This invention relates generally to photoresist processes for etching semiconductor devices and particularly to a multilevel photoresist process utilizing an absorbant dye to improve line resolution and uniformity.
In integrated circuit technology, significant effort has been expended on increasing the resolution of photoresist processes because greater resolution enables a greater number of circuits to be placed on a single chip. This increase in circuit density increases the potential complexity and speed of the resulting integrated circuit.
Present techniques in optical projection printing can resolve 1 micron lines in photoresist with good linewidth control when flat, low reflectivity substrates are used. However, when exposing resist on substrates with surface topography, there are resist control problems introduced by optical reflections and by resist thickness non-uniformity.
Reflection of light from the substrate-resist interface produces variations in the light intensity in the resist during exposure resulting in non-uniform linewidth. Light can scatter from the interface into regions of the resist where no exposure was intended resulting in a broadening or blooming of the linewidth. The amount of scattering and reflection will typically vary from region to region resulting in linewidth non-uniformity.
To eliminate the effects of chromatic aberration, monochromatic or quasi-monochromatic light is commonly used in resist projection printing techniques to expose the resist. Unfortunately, the effects of interface reflections on resolution is particularly significant when monochromatic or quasi-monochromatic light is used to expose the resist. When such light reflects from the substrate-resist interface, the reflected light interferes with the incident light to form standing waves within the resist. In the case of highly reflective substrate regions, the standing wave effect is more pronounced. Part of the reflected light also reflects back to the substrate from the top surface of the resist. Such multiple reflection of the incident light between the top and bottom surfaces of the resist layer results in a resonance affecting the light intensity within the resist. The time required to expose the resist is generally an increasing function of resist thickness because of the increased total amount of light required to expose an increased amount of resist. However, because of the resonant effect, the time of exposure also includes a harmonic component which varies between successive maximum and minimum values as the resist thickness varies through a quarter wavelength of the incident light. If the resist thickness is non-uniform, there will be a non-uniform exposure resulting in variable linewidth control.
The photoresist linewidth control problems due to scattering and reflection from the substrate-resist interface can be solved by reducing or eliminating the substrate reflection. In one prior proposal (H. A. Koury and K. V. Patel, "Anti-Interference Phenomena Coating", IBM Technical Disclosure Bulletin, Vol. 13, No. 1, page 38, June 1970) a thin ultraviolet light absorbing layer containing a dye such as methyl orange or methanil yellow is deposited at the substrate-resist interface.

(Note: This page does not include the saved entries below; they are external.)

PR #298, opened 2020-01-09
Redesign: Set Default Currency [NMA-243]

HashEngineering:
Several Issues are being address:
1. Special case of BYR (old currency for Belarus-BY that is still in the locale information of older devices before 2017) did not exist in the price sources and this resulted in a crash after sending a transaction.  This crash was a result of the currency not being found in the price source list, which could also happen if the price sources were not available for a new user who just installed the app.  Code was added to treat BYR as BYN to successfully get an exchange rate.
2. Add a list of currency names for non ISO 4217 currencies that are returned by the price sources
3. Add a list of currency codes that should be treated as other codes for the purposes of getting the name.  This applies to non ISO 4218 currency codes that will have the same name as the one that is in ISO 4217.  Example:  CNH vs CNY.
4. Lastly this will set the default currency based on the locale of the device if there is no Sim Card instead of using USD.  The risk with this change is that a locale may specify a currency that is not in the price sources.  In this case the user would have to select a different currency.  This code was added to resolve the first problem above, but it didn't.  This can be removed if we don't want this behavior.
5.  Logging is added to the detectUserCountry() code to help diagnose errors that may occur with users.

### DIFF
--- a/common/src/main/java/org/dash/wallet/common/data/CurrencyInfo.java
+++ b/common/src/main/java/org/dash/wallet/common/data/CurrencyInfo.java
@@ -60,7 +60,8 @@ public class CurrencyInfo {
 
     static {
         obsoleteCurrencyMap = new HashMap<>();
-        obsoleteCurrencyMap.put("BYR", "BYN");
+        obsoleteCurrencyMap.put("BYR", "BYN"); // Belarus Ruble, changed in 2016
+        obsoleteCurrencyMap.put("MRO", "MRU"); // Mauritania Ouguiya, changed in 2018
 
         otherCurrencyMap = new HashMap<>();
         otherCurrencyMap.put("VES", "Venezuelan Bolívar");
@@ -68,7 +69,11 @@ public class CurrencyInfo {
         otherCurrencyMap.put("JEP", "Jersey Pound");
         otherCurrencyMap.put("IMP", "Isle of Man Pound");
         otherCurrencyMap.put("USDC", "USD Coin");
-
+        otherCurrencyMap.put("LTC", "Litecoin");
+        otherCurrencyMap.put("ETH", "Etherium");
+        otherCurrencyMap.put("BTC", "Bitcoin");
+        otherCurrencyMap.put("PAX", "Paxos Standard");
+        otherCurrencyMap.put("GUSD", "Gemini Dollar");
 
         useOtherNameMap = new HashMap<>();
         useOtherNameMap.put("CNH", "CNY");
--- a/common/src/main/java/org/dash/wallet/common/data/CurrencyInfo.java
+++ b/common/src/main/java/org/dash/wallet/common/data/CurrencyInfo.java
@@ -1,0 +1,125 @@
+/*
+ * Copyright 2019 Dash Core Group
+ *
+ * Licensed under the Apache License, Version 2.0 (the "License");
+ * you may not use this file except in compliance with the License.
+ * You may obtain a copy of the License at
+ *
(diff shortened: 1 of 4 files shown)


common/src/main/java/org/dash/wallet/common/data/CurrencyInfo.java
```diff
@@ -0,0 +1,125 @@
...
+        These currencies are listed in the price data, but are not
+        ISO 4217 currency codes.  This will map those codes to the
+        currency names.
+     */
+    private static HashMap<String, String> otherCurrencyMap;
+
+    /*
+        These currencies are listed in the price data and have the
+        same name as a different currency.  This differs from
+        obsoleteCurrencyMap because both of these codes exist in the
```
denlb: Should we put **USDC** here as well?

denlb: It's in the [bitpay response](https://bitpay.com/rates)

HashEngineering: Yes, good idea.

HashEngineering: this was added

HashEngineering: There are other currencies to add text for that come from BtcPay, so I will add those also.

common/src/main/java/org/dash/wallet/common/data/CurrencyInfo.java
```diff
@@ -60,15 +60,20 @@
...
         otherCurrencyMap.put("GGP", "Guernsey Pound");
         otherCurrencyMap.put("JEP", "Jersey Pound");
         otherCurrencyMap.put("IMP", "Isle of Man Pound");
         otherCurrencyMap.put("USDC", "USD Coin");
-
+        otherCurrencyMap.put("LTC", "Litecoin");
+        otherCurrencyMap.put("ETH", "Etherium");
+        otherCurrencyMap.put("BTC", "Bitcoin");
+        otherCurrencyMap.put("PAX", "Paxos Standard");
+        otherCurrencyMap.put("GUSD", "Gemini Dollar");
```
denlb: Will not be used I suppose? https://github.com/dashevo/dash-wallet/pull/298/commits/afc6bd3719960f8810489950a47e0c3b0026e5ec#diff-d59db2bdbe7841e4cb222c288bc4e156R76

HashEngineering: There is one currency, USDT that will be 4 letters long.  This check will prevent the exception that occurs for currency codes that are not 3 letters.

wallet/src/de/schildbach/wallet/ui/WalletActivity.java
```diff
@@ -1080,24 +1082,70 @@ private void detectUserCountry() {
...
+                    setDefaultCurrency();
             }
         } catch (Exception e) {
             //fail safe
+            log.info("NMA-243:  Exception thrown obtaining Locale information: ", e);
+            if (config.getExchangeCurrencyCode() == null)
+                setDefaultCurrency();
+        }
+    }
+
```
sambarboza: Please remove empty spaces.

HashEngineering: This will be done before merging.

HashEngineering: This has been fixed.

PR #300, opened 2020-01-10
Redesign: Fix View Recovery Phrase Flow and other security related flows [NMA-299]

HashEngineering:
The primary focus of this PR is to use the correct design for the flow of viewing the recovery phrase.  Previously the flow was the same as the verify recovery phrase flow.

ViewRecoveryPhrase

Additionally, the dialog was changed on the Secure Now function:

SecureNow

**Implementation:**
The CheckPinDialog was extended with a new subclass called DecryptSeedWithPinDialog while trying to maximize code reuse.  DecryptSeedWithPinDialog can use a PIN or a fingerprint to decrypt the seed that is given to the ViewSeedActivity.

I chose to derive a new class from CheckPinActivity instead of using CheckPinActivity to verify the PIN and then have a secondary set of task and screens with progress bars to perform the seed decryption with the key.

The old dialogs for decrypting the seeds are left in the app for the Wallet Upgrade processes (when a user upgrades the app from before v5.18.

This is a draft for now as there are a few questions on allowing fingerprint authentication on this feature and other security menu related items.

Additionally, this PR fixes a few things on the security menu:
1.  Back Up Wallet to File -> the first time this is run, it asks for permissions.  Then the user must click on the button again
2.  Advanced Security is put behind a CheckPinDialog

### DIFF
--- a/wallet/src/de/schildbach/wallet/ui/DecryptSeedWithPinDialog.kt
+++ b/wallet/src/de/schildbach/wallet/ui/DecryptSeedWithPinDialog.kt
@@ -1,0 +1,88 @@
+package de.schildbach.wallet.ui
+
+import android.os.Bundle
+import androidx.appcompat.app.AppCompatActivity
+import androidx.lifecycle.Observer
+import androidx.lifecycle.ViewModelProviders
+import de.schildbach.wallet.livedata.Status
+import de.schildbach.wallet.ui.preference.PinRetryController
+import org.bitcoinj.wallet.DeterministicSeed
+
+/**
+ * @author:  Eric Britten
+ *
+ * DecryptSeedWithPinDialog uses DecryptSeedSharedModel which is derived
+ * from CheckPinShared model but does not call the onCorrectPinCallback
+ * event
+ */
+
+class DecryptSeedWithPinDialog : CheckPinDialog() {
+
+    companion object {
+
+        private val FRAGMENT_TAG = DecryptSeedWithPinDialog::class.java.simpleName
+
+        private const val ARG_REQUEST_CODE = "arg_request_code"
+        private const val ARG_PIN_ONLY = "arg_pin_only"
+
+        @JvmStatic
+        fun show(activity: AppCompatActivity, requestCode: Int = 0, pinOnly: Boolean = false) {
+            val checkPinDialog = DecryptSeedWithPinDialog()
+            if (PinRetryController.getInstance().isLocked) {
+                checkPinDialog.showLockedAlert(activity)
+            } else {
+                val args = Bundle()
+                args.putInt(ARG_REQUEST_CODE, requestCode)
+                args.putBoolean(ARG_PIN_ONLY, pinOnly)
+                checkPinDialog.arguments = args
+                checkPinDialog.show(activity.supportFragmentManager, FRAGMENT_TAG)
+            }
+        }
+
+        @JvmStatic
+        fun show(activity: AppCompatActivity, requestCode: Int = 0) {
+            show(activity, requestCode, false)
+        }
+
+    }
+
+    override fun initViewModel() {
+        viewModel = ViewModelProviders.of(this).get(DecryptSeedViewModel::class.java)
+        (viewModel as DecryptSeedViewModel).decryptSeedLiveData.observe(viewLifecycleOwner, Observer {
+            when (it.status) {
+                Status.ERROR -> {
+                    pinRetryController.failedAttempt(it.data!!.second!!)
+                    if (pinRetryController.isLocked) {
+                        showLockedAlert(context!!)
+                        dismiss()
+                        return@Observer
+                    }
+                    setState(State.INVALID_PIN)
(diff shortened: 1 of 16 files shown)


wallet/src/de/schildbach/wallet/ui/DecryptSeedWithPinDialog.kt
```diff
@@ -0,0 +1,114 @@
...
+                if (!canceled) {
+                    fingerprint_view.showError(exceededMaxAttempts)
+                }
+            }
+
+            override fun onHelp(helpCode: Int, helpString: String) {
+                fingerprint_view.showError(false)
+            }
+        })
+    }
```
tomasz-ludek: @HashEngineering ,
in order to condense the code even more and avoid duplicates, instead of overriding the whole `startFingerprintListener()` method, you can "override" just the `onSuccess(savedPass: String)` by extracting its content into a separate method.
To be more clear. In the `CheckPinDialog` add the method like `onSuccessFingerprint(savedPass: String)` and call it instead of `dismiss(savedPass)`. The base version of this method (in CheckPinDialog) will then call `dismiss(savedPass)` whereas the overridden version (in `DecryptSeedWithPinDialog`) `(viewModel as DecryptSeedViewModel).checkPin(savedPass)`

wallet/src/de/schildbach/wallet/ui/ViewSeedActivity.kt
```diff
@@ -0,0 +1,85 @@
...
+            intent.extras!!.getStringArray(EXTRA_SEED)!!
+        } else {
+            throw IllegalStateException("This activity needs to receive a String[] Intent Extra " +
+                    "containing the recovery seed.")
+        }
+
+        val sb = StringBuilder(12)
+        seed.forEach {
+            sb.append("$it  ")
+        }
```
tomasz-ludek: This can be replaced by simple `seed.joinToString("  ")`

wallet/src/de/schildbach/wallet/ui/WalletActivity.java
```diff
@@ -529,7 +531,31 @@ public void handleRestoreWallet() {
...
+                }
+            }
+        });
+        DecryptSeedWithPinDialog.show(this, AUTH_REQUEST_CODE_VIEW_RECOVERYPHRASE);
+    }
+
+    private void startVerifySeedActivity(DeterministicSeed seed) {
+        List<String> mnemonicCode = seed.getMnemonicCode();
+        String [] seedArray = mnemonicCode.toArray(new String[0]);
+        Intent intent = VerifySeedActivity.Companion.createIntent(this, seedArray);
```
tomasz-ludek: You can add the `@JvmStatic` annotation to `createIntent(context: Context, seed: Array<String>)` method definition in `VerifySeedActivity` class in order to be able to simply call `VerifySeedActivity.createIntent(this, seedArray)` without `Companion`.

wallet/src/de/schildbach/wallet/ui/DecryptSeedWithPinDialog.kt
HashEngineering: Excellent idea.

wallet/src/de/schildbach/wallet/ui/WalletActivity.java
HashEngineering: Thank you for this idea.

wallet/src/de/schildbach/wallet/ui/ViewSeedActivity.kt
HashEngineering: Excellent.

wallet/src/de/schildbach/wallet/ui/DecryptSeedWithPinDialog.kt
HashEngineering: I think we can do this in a few more places also.

wallet/src/de/schildbach/wallet/ui/WalletActivity.java
HashEngineering: https://github.com/dashevo/dash-wallet/pull/300/commits/82fc9d131051506372c3c9f69ac6bb890066e896

wallet/src/de/schildbach/wallet/ui/ViewSeedActivity.kt
HashEngineering: https://github.com/dashevo/dash-wallet/pull/300/commits/e556361cfcd7154f9350d4f80be30a668393726b

wallet/src/de/schildbach/wallet/ui/DecryptSeedWithPinDialog.kt
HashEngineering: https://github.com/dashevo/dash-wallet/pull/300/commits/be532926bb667e8d4b425ba9f5b1375c7f808232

Linewidth control problems also arise from substrate topography. As indicated above, the resonance effect and resist thickness variation can combine to produce linewidth nonuniformity. In addition, when a layer of resist is exposed and developed, the resulting resist pattern will typically have sloping walls so that the width of the resist pattern at the surface of the substrate will vary with the resist thickness. Because a layer of material deposited on a non-flat surface will inherently vary in thickness, substrate topography will produce linewidth control problems. The problems due to substrate surface topography are addressed in the tri-level technique disclosed in the article by J. M. Moran and D. M. Maydan, J. Vac. Sci. Technol., 16, 1620 (1979) and the article by J. H. Bruning, J. Vac. Sci. Technol., 17, 1147 (1980). In that technique a thick bottom layer (2-3 micron) of Hunt positive resist is deposited on the substrate to produce a planar surface on which a thin (0.1 micron) layer of a silicon dioxide is deposited. A thin (0.5 micron) top resist layer is spun onto the silicon dioxide layer. The top resist is then exposed (e.g. by a projection printing technique using ultraviolet light or x-ray exposure) and developed. The intermediate silicon dioxide layer and the bottom layer are delineated by a reactive ion etching process.